Assignment
Sift the material for lines containing "functions", and return them.

Exercise data
════
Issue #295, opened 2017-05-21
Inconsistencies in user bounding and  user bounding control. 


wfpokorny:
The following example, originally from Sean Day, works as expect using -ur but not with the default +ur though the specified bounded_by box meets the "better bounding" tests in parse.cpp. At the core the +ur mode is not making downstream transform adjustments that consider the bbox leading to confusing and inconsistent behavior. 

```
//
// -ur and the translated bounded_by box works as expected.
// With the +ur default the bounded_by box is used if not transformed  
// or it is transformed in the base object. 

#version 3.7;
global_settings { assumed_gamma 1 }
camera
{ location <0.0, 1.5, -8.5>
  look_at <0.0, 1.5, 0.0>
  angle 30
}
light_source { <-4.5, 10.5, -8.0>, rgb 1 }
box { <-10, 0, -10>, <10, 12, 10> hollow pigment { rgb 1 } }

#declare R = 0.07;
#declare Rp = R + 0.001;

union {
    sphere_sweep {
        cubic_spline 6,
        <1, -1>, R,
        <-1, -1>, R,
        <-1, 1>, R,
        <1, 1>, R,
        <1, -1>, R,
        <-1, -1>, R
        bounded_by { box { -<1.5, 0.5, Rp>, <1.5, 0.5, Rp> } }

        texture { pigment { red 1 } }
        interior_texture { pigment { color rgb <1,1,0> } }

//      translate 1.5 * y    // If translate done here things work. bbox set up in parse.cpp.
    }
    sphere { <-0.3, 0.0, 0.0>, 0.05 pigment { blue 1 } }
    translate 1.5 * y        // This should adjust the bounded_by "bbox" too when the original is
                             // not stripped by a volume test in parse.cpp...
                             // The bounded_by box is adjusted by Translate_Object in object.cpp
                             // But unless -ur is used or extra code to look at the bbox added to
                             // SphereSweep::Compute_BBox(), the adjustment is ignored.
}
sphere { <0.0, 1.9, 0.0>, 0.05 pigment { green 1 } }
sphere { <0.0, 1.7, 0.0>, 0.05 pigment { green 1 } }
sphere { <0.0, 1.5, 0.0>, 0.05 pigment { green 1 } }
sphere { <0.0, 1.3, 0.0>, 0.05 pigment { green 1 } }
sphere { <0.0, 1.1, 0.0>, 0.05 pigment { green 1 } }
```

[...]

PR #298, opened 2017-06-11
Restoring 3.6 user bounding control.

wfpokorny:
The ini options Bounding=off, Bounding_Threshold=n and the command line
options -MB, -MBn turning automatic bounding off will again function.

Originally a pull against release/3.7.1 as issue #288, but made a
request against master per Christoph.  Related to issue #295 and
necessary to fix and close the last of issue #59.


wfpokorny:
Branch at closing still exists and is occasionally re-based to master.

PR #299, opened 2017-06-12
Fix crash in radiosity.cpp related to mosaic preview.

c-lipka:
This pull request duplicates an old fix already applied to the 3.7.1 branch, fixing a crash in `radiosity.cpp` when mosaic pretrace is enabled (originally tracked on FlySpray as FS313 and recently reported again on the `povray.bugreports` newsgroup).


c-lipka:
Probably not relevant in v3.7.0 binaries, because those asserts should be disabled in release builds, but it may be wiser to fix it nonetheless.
════
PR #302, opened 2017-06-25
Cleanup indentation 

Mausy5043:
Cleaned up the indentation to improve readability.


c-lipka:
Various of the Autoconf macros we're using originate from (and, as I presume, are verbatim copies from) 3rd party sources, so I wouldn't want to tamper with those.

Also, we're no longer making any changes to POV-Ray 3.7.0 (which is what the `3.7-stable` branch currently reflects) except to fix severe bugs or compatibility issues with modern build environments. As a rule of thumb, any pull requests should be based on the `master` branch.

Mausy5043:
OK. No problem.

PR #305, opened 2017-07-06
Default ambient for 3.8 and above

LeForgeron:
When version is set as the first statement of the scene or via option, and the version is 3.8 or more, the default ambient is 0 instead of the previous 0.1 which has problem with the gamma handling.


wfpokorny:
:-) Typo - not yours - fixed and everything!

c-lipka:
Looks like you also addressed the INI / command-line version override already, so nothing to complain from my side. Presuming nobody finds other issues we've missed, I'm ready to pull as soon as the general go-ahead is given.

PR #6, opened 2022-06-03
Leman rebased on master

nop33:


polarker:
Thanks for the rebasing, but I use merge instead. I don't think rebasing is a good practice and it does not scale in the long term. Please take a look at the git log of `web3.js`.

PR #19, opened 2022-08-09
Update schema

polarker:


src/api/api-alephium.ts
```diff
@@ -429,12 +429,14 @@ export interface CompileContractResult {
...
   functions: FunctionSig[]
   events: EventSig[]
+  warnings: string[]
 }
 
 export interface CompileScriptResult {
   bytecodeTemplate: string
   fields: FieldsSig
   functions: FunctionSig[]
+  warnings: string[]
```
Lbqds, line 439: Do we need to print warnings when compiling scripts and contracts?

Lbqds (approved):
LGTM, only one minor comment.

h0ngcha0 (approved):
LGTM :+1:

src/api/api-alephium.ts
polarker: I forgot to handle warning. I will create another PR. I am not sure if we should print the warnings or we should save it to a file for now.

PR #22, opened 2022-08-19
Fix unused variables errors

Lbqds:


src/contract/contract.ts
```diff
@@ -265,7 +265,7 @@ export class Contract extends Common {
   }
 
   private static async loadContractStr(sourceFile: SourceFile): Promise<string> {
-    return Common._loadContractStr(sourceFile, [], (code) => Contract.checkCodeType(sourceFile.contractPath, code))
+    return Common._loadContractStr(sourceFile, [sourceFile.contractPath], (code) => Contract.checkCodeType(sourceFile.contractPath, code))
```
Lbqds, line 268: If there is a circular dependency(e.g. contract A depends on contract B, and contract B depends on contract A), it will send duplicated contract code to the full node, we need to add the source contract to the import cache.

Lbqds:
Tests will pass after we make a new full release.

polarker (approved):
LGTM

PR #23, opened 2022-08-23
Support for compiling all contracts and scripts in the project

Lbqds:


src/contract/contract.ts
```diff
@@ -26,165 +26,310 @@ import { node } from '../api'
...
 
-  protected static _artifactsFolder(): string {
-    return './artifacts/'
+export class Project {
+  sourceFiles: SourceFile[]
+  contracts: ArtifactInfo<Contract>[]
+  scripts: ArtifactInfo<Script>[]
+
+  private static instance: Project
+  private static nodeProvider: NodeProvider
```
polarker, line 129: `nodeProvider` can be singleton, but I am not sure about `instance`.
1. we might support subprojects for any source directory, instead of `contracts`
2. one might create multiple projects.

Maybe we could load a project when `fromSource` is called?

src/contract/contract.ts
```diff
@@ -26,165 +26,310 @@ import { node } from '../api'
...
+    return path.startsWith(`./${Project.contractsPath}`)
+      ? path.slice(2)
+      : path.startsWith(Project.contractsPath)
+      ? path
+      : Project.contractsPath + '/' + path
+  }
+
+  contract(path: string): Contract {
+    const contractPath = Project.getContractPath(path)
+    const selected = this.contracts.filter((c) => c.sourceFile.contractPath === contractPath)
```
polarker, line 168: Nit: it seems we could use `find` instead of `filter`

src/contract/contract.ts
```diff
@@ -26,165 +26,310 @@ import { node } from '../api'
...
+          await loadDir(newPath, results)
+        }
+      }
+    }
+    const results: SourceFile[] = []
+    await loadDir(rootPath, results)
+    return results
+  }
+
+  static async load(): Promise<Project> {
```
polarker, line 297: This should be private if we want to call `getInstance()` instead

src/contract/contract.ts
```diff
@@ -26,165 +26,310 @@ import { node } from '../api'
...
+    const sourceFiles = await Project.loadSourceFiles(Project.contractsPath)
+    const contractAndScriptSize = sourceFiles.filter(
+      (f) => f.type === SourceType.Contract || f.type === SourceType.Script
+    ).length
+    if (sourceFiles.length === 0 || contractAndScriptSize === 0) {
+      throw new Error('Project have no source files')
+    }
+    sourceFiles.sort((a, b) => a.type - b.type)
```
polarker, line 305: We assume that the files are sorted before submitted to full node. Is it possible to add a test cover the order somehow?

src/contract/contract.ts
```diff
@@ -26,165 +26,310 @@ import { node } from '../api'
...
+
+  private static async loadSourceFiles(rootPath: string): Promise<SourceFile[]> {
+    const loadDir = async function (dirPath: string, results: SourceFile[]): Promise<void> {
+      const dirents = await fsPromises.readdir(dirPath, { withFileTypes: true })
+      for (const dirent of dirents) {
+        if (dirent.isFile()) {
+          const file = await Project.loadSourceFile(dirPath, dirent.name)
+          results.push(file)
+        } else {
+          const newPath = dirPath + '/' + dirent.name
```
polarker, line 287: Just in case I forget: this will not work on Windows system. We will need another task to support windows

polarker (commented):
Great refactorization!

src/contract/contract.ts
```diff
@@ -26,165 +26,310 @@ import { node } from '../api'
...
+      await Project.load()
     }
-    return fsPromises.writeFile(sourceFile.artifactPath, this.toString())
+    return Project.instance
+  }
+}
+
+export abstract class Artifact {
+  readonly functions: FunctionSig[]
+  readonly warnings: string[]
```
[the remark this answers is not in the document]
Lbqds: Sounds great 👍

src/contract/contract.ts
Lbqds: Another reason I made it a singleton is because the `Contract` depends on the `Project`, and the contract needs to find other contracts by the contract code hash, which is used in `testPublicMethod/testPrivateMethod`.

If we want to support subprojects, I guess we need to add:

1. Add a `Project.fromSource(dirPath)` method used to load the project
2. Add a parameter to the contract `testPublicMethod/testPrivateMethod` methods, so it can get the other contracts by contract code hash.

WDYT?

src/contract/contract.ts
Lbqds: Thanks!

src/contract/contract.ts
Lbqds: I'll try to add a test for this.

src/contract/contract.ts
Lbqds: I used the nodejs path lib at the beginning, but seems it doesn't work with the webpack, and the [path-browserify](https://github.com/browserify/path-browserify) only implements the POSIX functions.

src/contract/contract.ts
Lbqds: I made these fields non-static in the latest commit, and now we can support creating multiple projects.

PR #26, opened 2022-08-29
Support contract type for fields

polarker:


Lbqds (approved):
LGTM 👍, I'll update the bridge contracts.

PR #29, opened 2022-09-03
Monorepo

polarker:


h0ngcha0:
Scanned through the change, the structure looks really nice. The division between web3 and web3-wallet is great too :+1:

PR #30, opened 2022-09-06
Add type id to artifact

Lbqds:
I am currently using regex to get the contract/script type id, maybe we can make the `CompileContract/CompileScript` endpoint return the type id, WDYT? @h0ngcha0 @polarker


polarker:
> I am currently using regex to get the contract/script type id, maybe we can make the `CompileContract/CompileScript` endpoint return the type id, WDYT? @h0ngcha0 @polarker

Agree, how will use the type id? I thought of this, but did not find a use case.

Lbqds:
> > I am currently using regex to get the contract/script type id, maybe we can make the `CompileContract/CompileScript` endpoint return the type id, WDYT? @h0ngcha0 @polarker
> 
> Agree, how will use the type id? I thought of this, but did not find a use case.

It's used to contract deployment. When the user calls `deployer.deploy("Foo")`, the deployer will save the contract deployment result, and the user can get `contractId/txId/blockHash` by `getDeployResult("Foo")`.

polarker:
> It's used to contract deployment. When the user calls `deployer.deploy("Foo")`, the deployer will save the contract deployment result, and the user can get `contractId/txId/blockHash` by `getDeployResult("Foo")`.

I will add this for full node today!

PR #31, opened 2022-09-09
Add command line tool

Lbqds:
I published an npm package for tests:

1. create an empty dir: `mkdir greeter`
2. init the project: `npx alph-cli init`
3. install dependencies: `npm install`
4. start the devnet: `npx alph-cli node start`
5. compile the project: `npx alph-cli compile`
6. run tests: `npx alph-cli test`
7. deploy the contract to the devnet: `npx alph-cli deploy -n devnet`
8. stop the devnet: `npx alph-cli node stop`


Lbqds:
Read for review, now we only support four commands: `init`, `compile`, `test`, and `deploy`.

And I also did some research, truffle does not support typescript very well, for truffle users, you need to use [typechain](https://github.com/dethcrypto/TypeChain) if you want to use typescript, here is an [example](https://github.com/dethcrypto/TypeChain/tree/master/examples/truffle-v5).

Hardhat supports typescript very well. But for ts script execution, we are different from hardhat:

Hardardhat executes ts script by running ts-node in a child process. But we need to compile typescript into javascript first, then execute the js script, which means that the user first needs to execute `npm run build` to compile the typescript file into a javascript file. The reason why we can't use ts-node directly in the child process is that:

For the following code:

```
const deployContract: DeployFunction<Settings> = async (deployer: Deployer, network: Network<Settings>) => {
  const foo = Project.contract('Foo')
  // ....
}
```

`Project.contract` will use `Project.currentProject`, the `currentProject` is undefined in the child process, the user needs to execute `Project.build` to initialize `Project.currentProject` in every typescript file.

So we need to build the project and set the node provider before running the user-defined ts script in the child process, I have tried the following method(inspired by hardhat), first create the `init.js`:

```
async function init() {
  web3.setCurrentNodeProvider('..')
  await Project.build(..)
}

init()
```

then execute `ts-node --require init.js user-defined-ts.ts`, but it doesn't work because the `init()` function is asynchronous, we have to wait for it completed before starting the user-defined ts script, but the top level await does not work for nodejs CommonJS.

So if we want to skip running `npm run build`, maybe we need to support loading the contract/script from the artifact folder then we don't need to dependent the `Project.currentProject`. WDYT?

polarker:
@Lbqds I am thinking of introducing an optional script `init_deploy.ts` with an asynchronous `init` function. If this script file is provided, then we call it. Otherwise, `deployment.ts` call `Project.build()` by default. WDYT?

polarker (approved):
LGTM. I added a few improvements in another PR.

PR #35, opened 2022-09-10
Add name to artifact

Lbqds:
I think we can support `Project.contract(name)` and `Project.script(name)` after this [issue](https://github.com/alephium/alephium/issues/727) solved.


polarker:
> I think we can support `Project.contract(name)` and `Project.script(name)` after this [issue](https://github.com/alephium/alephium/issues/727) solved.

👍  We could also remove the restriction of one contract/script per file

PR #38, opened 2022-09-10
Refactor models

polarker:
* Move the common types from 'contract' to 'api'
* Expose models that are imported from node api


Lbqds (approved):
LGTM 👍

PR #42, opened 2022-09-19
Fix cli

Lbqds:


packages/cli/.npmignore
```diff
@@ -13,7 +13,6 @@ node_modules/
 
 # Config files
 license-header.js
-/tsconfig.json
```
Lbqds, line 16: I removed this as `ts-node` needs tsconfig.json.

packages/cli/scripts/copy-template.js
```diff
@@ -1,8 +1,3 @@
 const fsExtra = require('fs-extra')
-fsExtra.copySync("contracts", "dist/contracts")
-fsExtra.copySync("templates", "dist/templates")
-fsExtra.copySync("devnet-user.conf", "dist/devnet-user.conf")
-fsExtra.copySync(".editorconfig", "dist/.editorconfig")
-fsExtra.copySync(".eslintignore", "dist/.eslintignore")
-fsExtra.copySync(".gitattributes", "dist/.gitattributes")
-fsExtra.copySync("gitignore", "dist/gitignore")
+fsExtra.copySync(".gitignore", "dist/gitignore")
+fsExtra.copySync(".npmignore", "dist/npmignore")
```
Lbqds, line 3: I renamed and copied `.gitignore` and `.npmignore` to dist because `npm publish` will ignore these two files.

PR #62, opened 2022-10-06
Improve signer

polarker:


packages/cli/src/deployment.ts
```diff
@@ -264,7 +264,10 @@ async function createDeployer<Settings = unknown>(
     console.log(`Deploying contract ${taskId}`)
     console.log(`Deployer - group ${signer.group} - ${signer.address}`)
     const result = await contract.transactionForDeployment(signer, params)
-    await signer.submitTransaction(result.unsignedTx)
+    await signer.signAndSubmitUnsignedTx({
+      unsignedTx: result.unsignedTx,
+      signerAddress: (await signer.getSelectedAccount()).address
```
════
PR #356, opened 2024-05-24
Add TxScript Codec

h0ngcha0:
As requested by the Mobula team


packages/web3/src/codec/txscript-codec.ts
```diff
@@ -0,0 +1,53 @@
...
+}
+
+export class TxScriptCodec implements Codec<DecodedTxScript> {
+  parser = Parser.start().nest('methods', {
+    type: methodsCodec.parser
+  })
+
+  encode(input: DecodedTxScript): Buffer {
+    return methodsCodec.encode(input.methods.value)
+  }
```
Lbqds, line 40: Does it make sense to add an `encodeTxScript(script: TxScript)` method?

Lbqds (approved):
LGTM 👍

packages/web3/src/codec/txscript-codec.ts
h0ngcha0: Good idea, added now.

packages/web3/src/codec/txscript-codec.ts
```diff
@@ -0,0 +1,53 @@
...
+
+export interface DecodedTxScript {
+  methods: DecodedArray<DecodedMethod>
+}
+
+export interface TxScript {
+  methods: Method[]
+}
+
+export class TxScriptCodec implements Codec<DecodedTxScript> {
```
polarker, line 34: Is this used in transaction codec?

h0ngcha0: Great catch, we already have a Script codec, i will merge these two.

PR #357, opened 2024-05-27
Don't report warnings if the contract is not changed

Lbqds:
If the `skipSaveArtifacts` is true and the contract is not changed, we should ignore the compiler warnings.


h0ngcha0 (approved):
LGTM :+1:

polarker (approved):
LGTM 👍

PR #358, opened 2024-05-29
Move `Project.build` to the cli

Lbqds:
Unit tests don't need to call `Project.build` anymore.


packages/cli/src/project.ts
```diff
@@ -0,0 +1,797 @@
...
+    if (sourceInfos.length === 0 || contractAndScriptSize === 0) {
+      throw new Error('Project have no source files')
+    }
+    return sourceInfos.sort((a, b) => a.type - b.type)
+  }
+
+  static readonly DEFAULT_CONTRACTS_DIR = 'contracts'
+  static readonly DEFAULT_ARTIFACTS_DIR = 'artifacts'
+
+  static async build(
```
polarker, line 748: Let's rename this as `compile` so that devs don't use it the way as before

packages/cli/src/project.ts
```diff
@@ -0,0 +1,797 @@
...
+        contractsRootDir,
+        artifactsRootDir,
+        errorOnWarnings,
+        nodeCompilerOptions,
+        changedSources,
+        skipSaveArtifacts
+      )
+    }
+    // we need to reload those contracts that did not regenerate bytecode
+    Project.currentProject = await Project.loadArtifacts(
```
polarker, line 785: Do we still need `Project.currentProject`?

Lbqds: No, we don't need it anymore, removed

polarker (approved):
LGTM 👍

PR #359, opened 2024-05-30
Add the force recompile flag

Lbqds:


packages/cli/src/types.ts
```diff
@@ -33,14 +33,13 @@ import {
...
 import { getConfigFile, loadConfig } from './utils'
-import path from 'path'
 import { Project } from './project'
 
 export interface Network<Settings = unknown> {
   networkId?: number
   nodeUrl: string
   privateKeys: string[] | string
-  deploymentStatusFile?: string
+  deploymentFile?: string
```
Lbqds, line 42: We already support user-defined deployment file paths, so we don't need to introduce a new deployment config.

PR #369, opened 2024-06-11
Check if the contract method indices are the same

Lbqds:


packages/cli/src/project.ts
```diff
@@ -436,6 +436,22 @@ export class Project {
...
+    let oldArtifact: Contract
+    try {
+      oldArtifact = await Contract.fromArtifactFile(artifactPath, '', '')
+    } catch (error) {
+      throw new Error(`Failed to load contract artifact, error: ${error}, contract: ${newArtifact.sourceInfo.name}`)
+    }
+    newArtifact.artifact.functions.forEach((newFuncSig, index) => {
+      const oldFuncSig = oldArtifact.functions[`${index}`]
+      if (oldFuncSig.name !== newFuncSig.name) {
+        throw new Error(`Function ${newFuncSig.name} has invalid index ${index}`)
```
════
Problem solution
   functions: FunctionSig[]
   functions: FunctionSig[]
+  readonly functions: FunctionSig[]
Lbqds: I used the nodejs path lib at the beginning, but seems it doesn't work with the webpack, and the [path-browserify](https://github.com/browserify/path-browserify) only implements the POSIX functions.
+    newArtifact.artifact.functions.forEach((newFuncSig, index) => {
+      const oldFuncSig = oldArtifact.functions[`${index}`]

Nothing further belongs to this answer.